Chinook fishing starts to pick up

Pete Heley /

Published Apr 10, 2013 at 05:00AM

Spring chinook fishing on the Umpqua River has started to pick up.

It seems that most of the bites are nonaggressive or tentative and many of the hooked fish are coming loose, but the overall activity level has picked up. Also, there has been some springer activity in the ocean and lower Umpqua. Again, most of the bites have been tentative and only a few fish have been landed.

Alec Howard, fishing with his dad, Scott Howard of Team Strikezone, hooked and landed a 20-pound springer Sunday while trolling the jetty near the Coast Guard Tower on the way in from a bottom-fishing trip. Even though Alec gave the fish plenty of time to finalize the bite, it was still hooked barely inside the mouth.

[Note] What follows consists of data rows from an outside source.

PR #397, opened 2016-06-02
Remove old debugging stmt from commit 2ca794acc

gc00:
This is one line: remove an old debugging stmt that should never have been checked in.  Can someone do a quick review?  Thanks.

### DIFF
--- a/jalib/jalib.cpp
+++ b/jalib/jalib.cpp
@@ -166,6 +166,10 @@ namespace jalib {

A small increase in water temperature should make things much easier.

Because of limited fishing and, up until last week, cooler than normal water temperatures — plenty of stocked trout remain in all the lakes that received recent plants.

This week, Loon Lake is slated to be stocked with 1,500 legal rainbows and Saunders Lake with 3,000. Next week, Eel Lake will receive 2,500 legal rainbows while Butterfield Lake and Lake Marie are slated for 2,000 and 1,000 legal rainbows, respectively.

South of Florence, Carter and Cleawox lakes will be stocked next week. Carter will receive 2,500 legal and 500 foot-long rainbows and Cleawox will get 2,000 legal, 200 foot-long and 300 trophy rainbows.

The Medford area has been yielding some outsized largemouth bass and the Roseburg area seems on the verge of offering the same.

It appears that anglers wanting to fish the shallow water on coastal lakes will have to wait a few weeks for improved prospects.

Anglers who carefully pick their fishing spots on the Umpqua can catch some nice-sized smallmouths right now. Even though the water is still cold, some of the backwaters can be much warmer than the main channel. The warmest backwaters are those where the upper ends are farther upriver than where the backwater joins the main river.

The water at the upper ends of these backwaters is segregated from the main river current, which allows a greater temperature differential than those backwaters where the ends are farther downriver than where they join the Umpqua. These backwaters will almost always have some cooler river water entering them.

Crappie anglers should consider the next four weeks as prime time to catch these tasty panfish. While the lakes between Eugene and Medford produce larger crappie, at times the bluegill can be a nuisance. However, for the next several weeks, water temperatures should be cool enough to limit bluegill interference. While few anglers take advantage of the after-dark bite, the crappies usually become active at least an hour before dark.